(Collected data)
--------------------------------

PR #2385, opened 2017-09-19
Make gradient separate element

karimJWP:
### This PR will...
* make a gradient element that moves from the back of the poster image to the back of the controls when linear ads play.
* hides the gradient when controls are not displayed and when related is open
* darkens the controls background on error, mimicking the behavior on idle and complete
* removes z-index on controls
To prevent the gradient from blocking UI elements
n/a
n/a
#### Addresses Issue(s):
JW8-396

### DIFF
--- a/src/css/controls/flags/ads.less
+++ b/src/css/controls/flags/ads.less
@@ -138,4 +138,8 @@
         /* stylelint-disable-next-line declaration-no-important */
         display: none !important;
     }
+
+    .jw-gradient {
+        opacity: 0;
+    }
 }
--- a/src/css/controls/flags/controls-hidden.less
+++ b/src/css/controls/flags/controls-hidden.less
@@ -27,6 +27,10 @@
         transition-delay: 0s, 250ms;
     }
 
+    .jw-gradient {
+        opacity: 0;
+    }
+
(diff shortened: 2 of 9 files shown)


karimJWP:
@egreaves sounds good to me. I checked the hierarchy using the view test page and it looked good to me. If you change the poster and media background to white, you can clearly see the effects across different states and configs. 
The gradient is positioned behind the poster because the poster is displayed on idle, complete and error, but we don't use a gradient in those states; a black background of opacity 0.4 is applied to jw-controls to make the icons stand-out.

robwalch:
We do show the control at in the Idle state when Chromecast is available.  This and several ads scenarios, setControl(toggle), and animation on the gradient need to be verified manually.

karimJWP:
@robwalch the cast button shouldn't be a problem on idle because jw-controls is given a background of rgba(0,0,0,0.4), but you raise a great point about chromecast since the poster is shown with controls during regular playback and my gradient would not be visible. I tested vast, freehweel, ima for both linear and non manually, and relied on the view test page for VPAID with both controls displayed and hidden. I'll do a manual check on VPAID. any other ad cases i should consider ?

PR #2388, opened 2017-09-20
Accessibility Support for New UI

hghazzi:
### This PR will...

Improve the user experience of navigating the video player and controls via the keyboard, using tab, enter, space and esc

To better support accessibility and screen readers

https://github.com/jwplayer/jwplayer-plugin-related/pull/163
https://github.com/jwplayer/jwplayer-commercial/pull/4076
https://github.com/jwplayer/jwplayer/pull/2388

#### Addresses Issue(s):

JW8-395

### DIFF
--- a/src/js/view/controls/controlbar.js
+++ b/src/js/view/controls/controlbar.js
@@ -71,17 +71,17 @@ function createCastButton(castToggle, localization) {
         return;
     }
 
-    const ariaText = localization.cast;
 
     const castButton = document.createElement('button', 'google-cast-button');
-    ariaLabel(castButton, ariaText);
     castButton.setAttribute('type', 'button');
+    castButton.setAttribute('tabindex', '-1');
 
     const element = document.createElement('div');
     element.className = 'jw-reset jw-icon jw-icon-inline jw-icon-cast jw-button-color';
     element.style.display = 'none';
     element.style.cursor = 'pointer';
     element.appendChild(castButton);
+    ariaLabel(element, localization.cast);
 
     SimpleTooltip(element, 'chromecast', localization.cast);
 
@@ -340,7 +340,10 @@ export default class Controlbar {
         }
 
         if (elements.cast && elements.cast.button) {
-            new UI(elements.cast.button).on('click tap', function () {
+            new UI(elements.cast.element()).on('click tap enter', function(evt) {
+                if (evt.type === 'enter') {
+                    elements.cast.button.click();
+                }
                 this._model.set('castClicked', true);
             }, this);
         }
@@ -349,7 +352,7 @@ export default class Controlbar {
             _model.once('change:position', this.checkDvrLiveEdge, this);
         }, this);
 
-        new UI(elements.duration).on('click tap', function () {
+        new UI(elements.duration).on('click tap enter', function () {
             if (this._model.get('streamType') === 'DVR') {
                 // Seek to "Live" position within live buffer, but not before current position
                 const currentPosition = this._model.get('position');
--- a/src/js/view/logo.js
+++ b/src/js/view/logo.js
@@ -84,7 +84,13 @@ export default function Logo(_model) {
         _img.src = _settings.file;
 
         const logoInteractHandler = new UI(_logo);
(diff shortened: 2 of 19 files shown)


johnBartos:
@hghazzi Uncommit the lock

src/js/view/logo.js
```diff
@@ -84,7 +84,13 @@ export default function Logo(_model) {
         _img.src = _settings.file;
 
         const logoInteractHandler = new UI(_logo);
-        logoInteractHandler.on('click tap', function (evt) {
+
+        if (_settings.link) {
+            _logo.setAttribute('tabindex', '0');
+            _logo.setAttribute('aria-label', 'Logo');
```
karimJWP: even if the logo does not have a redirect, would we want the user to know it's there, for branding? Branding is one of the reasons for having a logo on your video. I could go either way on this, @aliciahurst any thoughts ?

src/js/view/utils/submenu-factory.js
```diff
@@ -19,10 +19,15 @@ export const makeSubmenu = (settingsMenu, name, contentItems, icon) => {
     } else {
         const categoryButton = button(`jw-settings-${name}`, () => {
             settingsMenu.activateSubmenu(name);
+            console.log('submenu enter', submenu.element().children[0]);
```
karimJWP: @hghazzi are we purposely leaving this console.log?

src/js/view/logo.js
hghazzi: @karimJWP that was part of the acceptance criteria

src/js/view/controls/controlbar.js
```diff
@@ -71,17 +71,17 @@ function createCastButton(castToggle, localization) {
         return;
     }
 
-    const ariaText = localization.cast;
 
     const castButton = document.createElement('button', 'google-cast-button');
-    ariaLabel(castButton, ariaText);
     castButton.setAttribute('type', 'button');
+    castButton.setAttribute('tabindex', '-1');
```
karimJWP: wouldn't this prevent users from tabbing to the cast button ? Why do we want that ?

hghazzi: There's a div around the cast button, so we only want the div to be tabbed to?

src/js/view/utils/submenu-factory.js
hghazzi: Removed

src/js/view/controls/controlbar.js
karimJWP: 👍

aliciahurst:
Tested on PR build 9762, here's everything I found.
* When I tabbed to discovery and hit enter to open it, and hit tab again, I was out of the player.  Expected is when discovery opens the first item is in focus.
* When I hit escape on the discovery overlay it did not close. Expected is the overlay closed.
* I had the whole player focused and the controls faded. Had to pause the video to get them back. Is this how we want it to behave, or when focused, do we want controls to stay up if the entire player is in focus?
* When the menu first opens, I imagine the first submenu is selected with the first item focused as per the requirements.
* "Tabbing advances through the settings menu top nav" I think this may have been unclear. Tabbing should advance the _focus_ through the icons in the submenu. But currently when you hit tab, it changes to that tab, which is a break from the click behavior (it's not on hover, it's on click). You should still have to hit enter to get to that tab, and when you hit enter, the first item in that submenu should be selected. Make sense? 
* In fullscreen, pressing space didn't seem to pause/unpause, and I don't seem to be able to control anything via keyboard at all.
* When I was in the options of one submenu and I kept tabbing through the options, when it reached the end of the text options, instead of going back up to the icons in the menu bar, the focus left the player. So then it was impossible to even close the menu or navigate to other tabs. Expected is it goes back up to the next icon in the submenu.
* When you focus on an icon in the control bar there's no way to tell that you've selected it. So it should have a focus outline.
* When you open the sharing menu or the CC menu the first item should already be in focus.

hghazzi:
@aliciahurst looks like the related changes were not included in this build because they were in the related repo

hghazzi:
test this please

PR #2389, opened 2017-09-20
Fix extra player being created by the compatibility script

johnBartos:
With the compatibility script, calls to `jwplayer()` (without an id argument) will return an unsetup player.

No

No

### DIFF
--- a/src/js/compatibility.js
+++ b/src/js/compatibility.js
@@ -119,7 +119,10 @@
          an Environment object. This object details the environment in which the player thinks it's in. Refer to our
          API docs for more information.
          */
-        var environment = playerLibrary(document.createElement('div')).getEnvironment();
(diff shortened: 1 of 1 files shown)


src/js/compatibility.js
```diff
@@ -119,7 +119,10 @@
          an Environment object. This object details the environment in which the player thinks it's in. Refer to our
          API docs for more information.
          */
-        var environment = playerLibrary(document.createElement('div')).getEnvironment();
+        var tempPlayer = playerLibrary(document.createElement('div'));
+        var environment = tempPlayer.getEnvironment();
+        tempPlayer.remove();
```
robwalch: We should just include `getEnvironment` in failed query calls too - so `playerLibrary().getEnvironment()` would work no matter what and because we're not passing in an element, we will not create a new Api instance.

PR #2392, opened 2017-09-20
Always flip skipButton state

robwalch:
...for commercial controls to receive change event. The UI listens for `adMode` 'change:skipButton' events to reattach click listeners to the skip button. Freewheel was essentially using the same skip button instance for multiple pods before. Now it's reset for each item and removed if one of the items in the pod is not skippable.

#### Addresses Issue(s):

JW8-584


pajong:
@dannyfinks Let me know if when we are safe to merge this

PR #2398, opened 2017-09-21
Setup skip button after loading instream media

robwalch:

This prevents the skip button on subsequent ad pods from picking up the duration and position of the previous pod's media.

#### Addresses Issue(s):

JW8-606

### DIFF
--- a/src/js/controller/instream-adapter.js
+++ b/src/js/controller/instream-adapter.js
@@ -208,14 +208,16 @@ var InstreamAdapter = function(_controller, _model, _view) {
 
         _this.addClickHandler();
 
+        adModel.set('skipButton', false);
+
+        const playPromise = _instream.load(item);
+
         const skipoffset = item.skipoffset || _options.skipoffset;
         if (skipoffset) {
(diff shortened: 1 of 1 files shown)


src/js/controller/instream-adapter.js
```diff
@@ -208,14 +208,16 @@ var InstreamAdapter = function(_controller, _model, _view) {
 
         _this.addClickHandler();
 
+        adModel.set('skipButton', false);
+
+        const playPromise = _instream.load(item);
```
johnBartos: This variable seems unnecessary

pajong: We need to return the play promise we get from ```_instream.load```

pajong: You might be right. Seems like we do not use the promise anywhere.

robwalch: You should use it to capture ad start failures in vast.

robwalch: And to only fire ad impression on `then`

PR #2404, opened 2017-09-22
Separate gradient from controls

karimJWP:
### This PR will...
* make a gradient element that moves from the back of the poster image to the back of the controls when linear ads play.
* hides the gradient when controls are not displayed and when related is open
* darkens the controls background on error, mimicking the behavior on idle and complete
* removes z-index on controls
To prevent the gradient from blocking UI elements
n/a
n/a
#### Addresses Issue(s):
JW8-396


src/css/controls/states.less
```diff
@@ -126,10 +126,8 @@
     }
 
     .jw-controls {
```
johnBartos: Do you need to set this gain? Looks like it's handled in https://github.com/jwplayer/jwplayer/pull/2404/files#diff-ed218305fc3cedaf045e81cf450e0087R166

src/js/view/view.js
```diff
@@ -345,6 +347,20 @@ function View(_api, _model) {
     function addControls() {
         const controls = new ControlsModule(document, _this.element());
         _this.addControls(controls);
+        addGradient(_playerElement.className.indexOf('jw-flag-ads') >= 0);
+    }
+
+    function addGradient(adsMode) {
+
```
johnBartos: Remove this blank space

src/js/view/view.js
```diff
@@ -749,9 +766,12 @@ function View(_api, _model) {
         this.instreamModel = _instreamModel = instreamModel;
         _instreamModel.on('change:controls', _onChangeControls, this);
         _instreamModel.on('change:state', _stateHandler, this);
-
+        
         addClass(_playerElement, 'jw-flag-ads');
         removeClass(_playerElement, 'jw-flag-live');
+        if (_controls) {
+            addGradient(true);
```
johnBartos: Looks like there's a potential to add the gradient multiple times

src/css/controls/states.less
karimJWP: @johnBartos one is for state complete, the other is state error. we could probably group them but i know @radium-v  will be changing the background effect on idle/complete states so i preferred to defer that tech debt for now

src/js/view/view.js
```diff
@@ -783,6 +802,9 @@ function View(_api, _model) {
         this.setAltText('');
         removeClass(_playerElement, ['jw-flag-ads', 'jw-flag-ads-hide-controls']);
         _model.set('hideAdsControls', false);
+        if (_controls) {
```
egreaves: There's already a check to see if controls exist in line 798. You can call `addGradient` there.

src/js/view/view.js
```diff
@@ -752,6 +768,9 @@ function View(_api, _model) {
 
         addClass(_playerElement, 'jw-flag-ads');
         removeClass(_playerElement, 'jw-flag-live');
+        if (_controls) {
```
egreaves: There's already a check to see if controls exist in line 776. You can call `addGradient` there before `_controls.userActive();`.

robwalch:
This looks really good @karimJWP! I made a few changes I think we needed to make sure that the gradient element's display is set to none when it is for controls, and that we keep the order of poster gradient and captions consistent: 607e623

src/css/controls/flags/overlay.less
```diff
@@ -5,9 +5,5 @@
         .jw-logo {
             display: none;
         }
-
-        .jw-gradient {
```
karimJWP: @robwalch this was put because when overlay is open, if you look very carefully you might notice a slight gradient. I'll move it up to the display none block on top

PR #2407, opened 2017-09-22
Handle logo insertion correctly for controls true|false

egreaves:
### This PR will...
Insert the logo before the dock icons when controls are enabled. Append the logo otherwise.
When `controls: false`, `.insertBefore` causes an exception because of the dom structure.
No.
No.
#### Addresses Issue(s):
JW7-4494

### DIFF
--- a/src/js/view/logo.js
+++ b/src/js/view/logo.js
@@ -81,11 +81,13 @@ define([
         this.setContainer = function(container) {
             if (_logo) {
                 const dock = container.querySelector('.jw-dock');
-                if (dock) {
+
+                if (_model.get('controls') && dock) {
                     container.insertBefore(_logo, dock);
-                } else {
-                    container.appendChild(_logo);
+                    return;
                 }
+
+                container.appendChild(_logo);
             }
         };
 


src/js/view/logo.js
```diff
@@ -81,11 +81,13 @@ define([
         this.setContainer = function(container) {
             if (_logo) {
                 const dock = container.querySelector('.jw-dock');
-                if (dock) {
+
+                if (_model.get('controls') && dock) {
                     container.insertBefore(_logo, dock);
-                } else {
-                    container.appendChild(_logo);
+                    return;
```
karimJWP: @egreaves  why would you prefer a return statement over an else block? is it more performant? personally i find if else blocks easier to read

egreaves: @karimJWP The strongest argument for early returns is to mitigate condition nesting. Here's a post that makes some points I agree with: http://blog.timoxley.com/post/47041269194/avoid-else-return-early

robwalch: Since the browser requires the element in the second argument to be a child of the element `insertBefore` is called on, instead of checking for controls, you should be checking that (don't rely on the model for something the browser expects):

```js
if (dock && dock.parentNode === container) {
    container.insertBefore(_logo, dock);
```

PR #2409, opened 2017-09-25
Improve Error state design and layout

### LINKED ISSUE #2336: SVG icon module
It would be great to have a module that intelligently groups parsing of SVG assets (controlbar, sharing, etc...), lazy parses groups when getting an icon, and returns a deep clone of the parsed icon so that the SVG strings are never reparsed.

We could also benefit by doing this for templates as well.

JW8-536

radium-v:
### This PR will...
Adjust the error state view to match the designs for JW8.
I also removed the old SVG/font icons from the project.

This only affects the `jw-error` view, not the `jw-state-error` view. These are two different approaches in the player, and we should approach the `jw-state-error` view from a different angle.

jwplayer/jwplayer-commercial#4092

#### Addresses Issue(s):
JW8-98
JW8-427
JW8-536
Resolves #2336


src/css/jwplayer/imports/title.less
```diff
@@ -10,34 +9,33 @@
 // if we set color on the parent, it is overwritten by the reset
 .jw-title-primary,
 .jw-title-secondary {
+    color: @white;
```
karimJWP: would this prevent titles from being customizable ?

src/js/api/core-shim.js
```diff
@@ -226,15 +226,17 @@ Object.assign(CoreShim.prototype, {
 
 function setupError(core, error) {
     let message = error.message;
-    if (message.indexOf(':') === -1) {
-        message = `Error loading player: ${message}`;
+    const index = message.indexOf(':');
+    let title = 'Error loading player:';
+    if (message.indexOf(':') > 0) {
```
karimJWP: if (index > 0)

src/css/jwplayer/imports/title.less
radium-v: Nope, this is just sorting the existing props and swapping the `#fff` with the Less variable `@white`, which is already `#fff`

src/js/api/core-shim.js
radium-v: d'oh

src/templates/error.js
```diff
@@ -1,13 +1,13 @@
+import ERROR_ICON from 'assets/SVG/playback-error.svg';
```
robwalch: This results in the error icon being added to jwplayer.js. We should not add the icon here. The only setup errors where we have loaded controls with icons would be an invalid playlist error. For that type of error we should add the icon in another part of the code (view.js or `core._view.somethingThatReturnsIconDOMElement`)

src/js/api/core-shim.js
```diff
@@ -226,15 +226,17 @@ Object.assign(CoreShim.prototype, {
 
 function setupError(core, error) {
     let message = error.message;
-    if (message.indexOf(':') === -1) {
-        message = `Error loading player: ${message}`;
+    const index = message.indexOf(':');
+    let title = 'Error loading player:';
+    if (index > 0) {
+        title = error.message.substr(0, index + 1);
+        message = error.message.substr(index + 1);
```
robwalch: Improve readability by ordering variable declaration, reuse `message` and only add `1` once:

```js
let title = 'Error loading player:';
let message = error.message;
const index = message.indexOf(':') + 1;
if (index > 0) {
    title = message.substr(0, index);
    message = message.substr(index);
```

aliciahurst:
Questions:
1. When is the icon displayed vs not? I can [see](http://player-pr-test-jenkins.longtailvideo.com/builds/9876/archive/test/squash/bootstrap.html?primary=html5&edition=ads&feature=playlists_errors&suite=Playlist) that the first case has no icon, but the rest do.
2. In [scenario 11](http://player-pr-test-jenkins.longtailvideo.com/builds/9876/archive/test/squash/bootstrap.html?primary=html5&edition=ads&feature=chromeless/chromeless_components_unaccessible&suite=undefined) it seems like the error message should be displayed even when controls are false.

robwalch:
@aliciahurst The icon is only displayed when the error occurs after jwplayer.controls.js has loaded. Setup errors that occur before that do not have the icon. I can do a little extra work to display it if that file finishes loading following the error. These setup errors are rarer than playback errors and I want to avoid graphics in the player embed.

PR #2410, opened 2017-09-26
Further Accessibility Improvements

hghazzi:
### This PR will...

- Closing the related or settings overlay will keep focus on the respective control bar icons
- In Settings
   - Enter on a submenu icon will open the submenu and go to the first item
   - Tab after the close button will loop back to the first submenu icon
- Logo in control bar now has a focus ring
- After toggling fullscreen, focus goes to the play button
- When tabbing through the player, keep the control bar displayed

To improve the experience when tabbing through elements

https://github.com/jwplayer/jwplayer-plugin-related/pull/168

#### Addresses Issue(s):

JW8-603

### DIFF
--- a/src/js/view/controls/components/settings/menu.js
+++ b/src/js/view/controls/components/settings/menu.js
@@ -24,27 +24,46 @@ export function SettingsMenu(onVisibility, onSubmenuAdded, onMenuEmpty) {
         instance.close();
     }, 'Close Settings', [cloneIcon('close')]);
     closeButton.show();
+    closeButton.element().addEventListener('keydown', function(evt) {
+        if (evt.keyCode !== 9 || evt.shiftKey) {
+            return;
+        }
+
+        instance.close();
+    });
+
     topbarElement.appendChild(closeButton.element());
-    settingsMenuElement.addEventListener('keydown', function(evt) {
+
+    const keyHandler = function(evt) {
         if (evt && evt.keyCode === 27) {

--------------------------------

[Work request] Search the data above for the string "appendChild" and report each line that holds it.

[Written solution]
     element.appendChild(castButton);
-                    container.appendChild(_logo);
+                container.appendChild(_logo);
-                    container.appendChild(_logo);
     topbarElement.appendChild(closeButton.element());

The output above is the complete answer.